**Assignment:**
From the data below, set down exactly the lines between the one holding "In the interest" and the one holding "Look at this", inclusive, and no others.

● ● ● ● ●

PR #8849, opened 2025-01-29
Python: untagged-resistant APIs

teh-cmc:
It's pretty much just a matter of explicitly asking for `DescribedComponentBatch`es instead of `ComponentBatchLike`s in a couple of places.

The end result is that legacy code still works, but yields type errors.

* Fixes https://github.com/rerun-io/rerun/issues/8756

### DIFF
--- a/rerun_py/rerun_sdk/rerun/_baseclasses.py
+++ b/rerun_py/rerun_sdk/rerun/_baseclasses.py
@@ -172,7 +172,7 @@ class ComponentBatchLike(Protocol):
 class AsComponents(Protocol):
     """Describes interface for interpreting an object as a bundle of Components."""
 
-    def as_component_batches(self) -> Iterable[ComponentBatchLike]:
+    def as_component_batches(self) -> list[DescribedComponentBatch]:
         """
         Returns an iterable of `ComponentBatchLike` objects.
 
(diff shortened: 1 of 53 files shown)


rerun_py/rerun_sdk/rerun/any_value.py
```diff
@@ -213,15 +213,15 @@ def __init__(self, drop_untyped_nones: bool = True, **kwargs: Any) -> None:
         """
         global ANY_VALUE_TYPE_REGISTRY
 
-        self.component_batches = []
+        self.component_batches = list([])
```
abey79, line 216: nit: that's weird. Should be either `list()` or `[]` (i believe both are strictly equivalent).

rerun_py/rerun_sdk/rerun/_baseclasses.py
```diff
@@ -204,24 +204,27 @@ def archetype_name(cls) -> str:
...
-        Check out the `manual_indicator` API example to see what's possible.
         """
         from ._log import IndicatorComponentBatch
 
-        return IndicatorComponentBatch(cls.archetype_name())
+        indicator = IndicatorComponentBatch(cls.archetype_name())
+        return DescribedComponentBatch(indicator, indicator.component_descriptor())
 
-    def as_component_batches(self) -> Iterable[ComponentBatchLike]:
+    def as_component_batches(self, *, include_indicators: bool = True) -> list[DescribedComponentBatch]:
```
abey79, line 218: I don't mind the switch from returning a generator to returning a list, because the performance implications here are negligible, so I'm ok with this change.

For records, if this due to typing issues, I believe it should have been typed `Iterator[...]` instead of `Iterable[...]` (the technically correct type is `Generator[…, …]` but its too verbose for simple generators).

Also, as a rule of thumb, return type annotation should be "the real thing that is actually returned" (so not `....Like` stuff), while function arguments should have the most general thing it's able to accept (so `...Like` are ok).

abey79 (approved):
lgtm

rerun_py/rerun_sdk/rerun/_baseclasses.py
teh-cmc: > I don't mind the switch from returning a generator to returning a list, because the performance implications here are negligible, so I'm ok with this change.

Honestly I wouldn't be surprised if this turns out to be faster... This always returns list with a handful of elements max, I can definitely see the fixed overhead of the generator machinery being bigger than that.

> For records, if this due to typing issues, I believe it should have been typed `Iterator[...]` instead of `Iterable[...]` (the technically correct type is `Generator[…, …]` but its too verbose for simple generators).

This was due to needing to be able to check the `len()` in a bunch of places.

> Also, as a rule of thumb, return type annotation should be "the real thing that is actually returned" (so not `....Like` stuff), while function arguments should have the most general thing it's able to accept (so `...Like` are ok).

Strongly agree. This is one of my major pet peeve with the Python SDK right now -- like half of the functions return protocols and SomethingLike and such...

teh-cmc:
Rebasing + runtime a full roundtrip suite locally before merging :slow_beachball:

Issue #8848, opened 2025-01-29
ffmpeg-cli decoder requires additional frames enqueued for some videos in order to produce frames + spurious errors


Wumpf:
Some video material, for instance https://github.com/user-attachments/assets/726c1803-9b4b-4dfb-a6ee-29a23a2353a9
(source https://huggingface.co/datasets/pollen-robotics/apple_storage) requires us to enqueue up to 16 more video samples than what expect.

As of [TODO PR LINK] we now make sure that we have at least 16 samples enqueued for the ffmpeg cli decoder at any point in time to work around this.

---

Furthermore, even with a more aggressive enqueuing strategy that takes this into account we are seeing spurious errors like these which recover either after rendering more frames.

![Image](https://github.com/user-attachments/assets/251b21c1-0b00-4c7d-b9fd-366dd9e2775d)
![Image](https://github.com/user-attachments/assets/ead82ced-d6f5-4cdf-89d6-93f1a6c5bc1f)

It also has been observed that when viewing several of these videos at once errors only disappear after seeking:

![Image](https://github.com/user-attachments/assets/ee5f781b-3552-4f01-96d4-72d4185d04f1)

---

As of now it's unclear what is different about this video material than others we tried in the past. The video example linked above is an "easy" case: It has only GOPs with length 2, each consisting of an IDR frame (marked as such both in the NAL header & mp4 container) and a P frame. Did not find any special properties in the SPS (also looked into parsing the PPS but didn't succeed).

Already experimented among other things with....
* various flags to ffmpeg to reduce latency further or override timings
* insert `EndStream`/`EndStream` NAL units at the end of GOPs
* inserting sleeps to feed ffmpeg slower
* insert fill data on stdin
* convert to h264 and back to mp4 with ffmpeg - both play fine and no change if done with copy flags to avoid re-encoding (this should exclude most mp4 specific issues, but note that the AVCC box holding PPS & SPS should be completely replicated)
* extract single frames to image with ffmpeg works fine
* other video players handle this just fine (tried Windows Media Player, VLC, Firefox, Chrome)

Things we should still look into:
* try to build our own "problematic video" in order to understand better what causes these issues (notably the video was chunked from a larger video)
* read-up more on WebCodec implementation in Firefox & Chrome -> prototype with directly interfacing libav
* ?

PR #8850, opened 2025-01-29
Fix playback issues with some h264 videos on native & Safari

Wumpf:
### Related

* This solution so far is a workaround, details on what's still bad are in https://github.com/rerun-io/rerun/issues/8848

### What

Works around the issue outlined in https://github.com/rerun-io/rerun/issues/8848
In a nutshell: For certain videos we would only ever receive frames that are 16 frames behind of what we enqueued, completely disregarding the fact that we always enqueue full GOPs (I repeatedly confirmed that this is the case with different tools). This affects only h264 on the ffmpeg-cli & WebCodec @ Safari decoders. The exact circumstances that make some videos require this and other not are unknown at this point.

This is "solved" here by making our frame enqueing process more flexible and allowing decoder implementations to specify a "minimum look ahead" number of frames.
Note that oftentimes we still enqueue much more frames regardless: We still want to enqueue the entire current & next GOP for smooth transitions. Typically two h264 GOPs encompass a lot more frames than requested here (citation needed). However, the tested problematic videos operate with GOPs that contain only two frames (single I & P frame) so there this actually makes a difference.

Testing: Beyond the actual video, I tested various samples form our internal library of "curious videos to test" to ensure that the adjusted enqueuing logic doesn't regress anything. (personally, I think it's actually much nicer independent of the workaround :))


crates/viewer/re_renderer/src/video/player.rs
```diff
@@ -235,49 +236,75 @@ impl VideoPlayer {
...
 
-        self.current_gop_idx = requested_gop_idx;
-        self.current_sample_idx = requested_sample_idx;
+        // Ensure that we have as many GOPs enqueued currently as needed in order to...
+        // * cover the GOP of the requested sample _plus one_ so we can always smoothly transition to the next GOP
+        // * cover at least `min_num_samples_to_enqueue_ahead` samples to work around issues with some decoders
+        //   (note that for large GOPs this is usually irrelevant)
+        //
+        // (potentially related to:) TODO(#7327, #7595): We don't necessarily have to enqueue full GOPs always.
+        // In particularly beyond `requested_gop_idx` this can be overkill.
```
Wumpf, line 278: this is a pre-existing issue, it just wasn't referenced here before

crates/viewer/re_renderer/src/video/player.rs
```diff
@@ -223,8 +225,7 @@ impl VideoPlayer {
             //
             // By resetting the current GOP/sample indices, the frame enqueued code below
             // is forced to reset the decoder.
-            self.current_gop_idx = usize::MAX;
-            self.current_sample_idx = usize::MAX;
+            self.last_requested_gop_idx = usize::MAX;
```
Wumpf, line 228: this is a bit wonky imho - why not just `self.reset` directly. A: This would lead to a double reset.
In the interest of keeping the changes here more minimal I'm not touching this piece

crates/utils/re_video/src/decode/webcodecs.rs
```diff
@@ -190,8 +191,27 @@ impl AsyncDecoder for WebVideoDecoder {
...
+        }
+    }
 }
 
+const IS_SAFARI: Lazy<bool> = Lazy::new(|| {
+    web_sys::window()
+        .and_then(|w| w.navigator().user_agent().ok())
+        .map(|ua| ua.contains("Safari"))
+        .unwrap_or(false)
+});
```
emilk, line 213: A lot of modern browser user agents has the string `Safari` in them.

Look at this instead:
https://github.com/rerun-io/rerun/blob/e0c706b01a52fa463f60b4175c4f3b730dbaa002/crates/viewer/re_viewer_context/src/viewer_context.rs#L254-L271

Wumpf: thanks! 👀 👀

Issue #4413, opened 2023-12-01
Cannot range-select views with shift-click


teh-cmc:
One can select multiple views with ctrl+click in the blueprint panel, but when you have 20 views this quickly become cumbersome... a shift+click range-selection kinda thing would be nice.

abey79:
The v1 of this feature would be to operate within a single hierarchical level. So:

1) keep track of the last selected items within the current (possibly multi-)selection
2) upon shift click of a new, unselected item:
  - if that item is in the same hierarchical level as the last selected item (e.g. a view in the same parent container, or an entity part in the same parent entity path), do the shift select
  - if that item is NOT in the same hierarchical level: behave as with cmd-click, aka just add that one item to the selection.

@gavrelina does that sound like a reasonable plan to you?

PR #8852, opened 2025-01-29
Refactor interaction handling code

abey79:
### Related

* Closes https://github.com/rerun-io/rerun/issues/4413

### What

This PR makes it possible to range select stuff in the blueprint tree by shift-clicking items.

This works as follows:
- Any time an item is clicked without shift, it is remembered as the "last clicked item"
- Any time an item is clicked with shift, the items between the "last clicked item" and the shift-clicked item (inclusive)…
  - …replace the current selection (shift-click)
  - …extend the current selection (cmd/ctrl-shift-click)

https://github.com/user-attachments/assets/b77d8811-7eb1-4ead-b863-66274ea5d5c3


crates/viewer/re_blueprint_tree/src/blueprint_tree.rs
```diff
@@ -576,11 +642,111 @@ impl BlueprintTree {
...
+                if items_iterator.len() > 0 {
+                    if modifiers.command {
+                        ctx.selection_state.extend_selection(items_iterator);
+                    } else {
+                        ctx.selection_state.set_selection(items_iterator);
+                    }
+                }
+            }
+        } else {
+            self.last_clicked_item = Some(item);
```
Wumpf, line 692: I feel like `last_clicked_item` is a bit of a misnomer since after a shift-click it is not the last clicked but more like `start_of_range_selection`, but I figure that's also confusing since when we first set it we don't know yet if that is going to be a range selection. Hrrrrm :(

Maybe `range_selection_anchor` or something?

crates/viewer/re_blueprint_tree/src/blueprint_tree.rs
```diff
@@ -576,11 +642,111 @@ impl BlueprintTree {
...
+                        (
+                            item,
+                            Some(ItemContext::BlueprintTree {
+                                filter_session_id: self.filter_state.session_id(),
+                            }),
+                        )
+                    });
+
+                if items_iterator.len() > 0 {
+                    if modifiers.command {
```
Wumpf, line 684: TIL I learned about this subtle behavior being standard (it truly is, tried it)

Wumpf: since this is going to show up in more places, maybe that would be a good highlevel utility on the selection state? aka `selection_state.shift_select(modifiers.command, items_iterator)` (not a good name)

crates/viewer/re_blueprint_tree/src/blueprint_tree.rs
```diff
@@ -576,11 +642,111 @@ impl BlueprintTree {
...
+        shift_clicked_item: &Item,
+    ) -> Vec<Item> {
+        let mut items_in_range = vec![];
+        let mut found_last_clicked_items = false;
+        let mut found_shift_clicked_items = false;
+
+        blueprint_tree_data.visit(|blueprint_tree_item| {
+            let item = blueprint_tree_item.item();
+
+            if Some(&item) == self.last_clicked_item.as_ref() {
```
Wumpf, line 714: wouldn't it makre more sense to early out on method start if `self.last_clicked_item` is none?

Wumpf (approved):
beautiful! The controlflow utility for recursive walks is marvelous!

no tests for this though? :O
blueprint_tree should be testable by inducing some actions in the test harness, or is this too complicated?

crates/viewer/re_blueprint_tree/src/blueprint_tree.rs
abey79: `range_selection_anchor_item` it is :+1:

abey79: `range_selection_anchor_item` it is :+1:

crates/viewer/re_blueprint_tree/src/blueprint_tree.rs
abey79: I'm going to invoke the rule of 3 here :)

● ● ● ● ●

**Answer to the exercise:**
In the interest of keeping the changes here more minimal I'm not touching this piece

crates/utils/re_video/src/decode/webcodecs.rs
```diff
@@ -190,8 +191,27 @@ impl AsyncDecoder for WebVideoDecoder {
...
+        }
+    }
 }
 
+const IS_SAFARI: Lazy<bool> = Lazy::new(|| {
+    web_sys::window()
+        .and_then(|w| w.navigator().user_agent().ok())
+        .map(|ua| ua.contains("Safari"))
+        .unwrap_or(false)
+});
```
emilk, line 213: A lot of modern browser user agents has the string `Safari` in them.

Look at this instead:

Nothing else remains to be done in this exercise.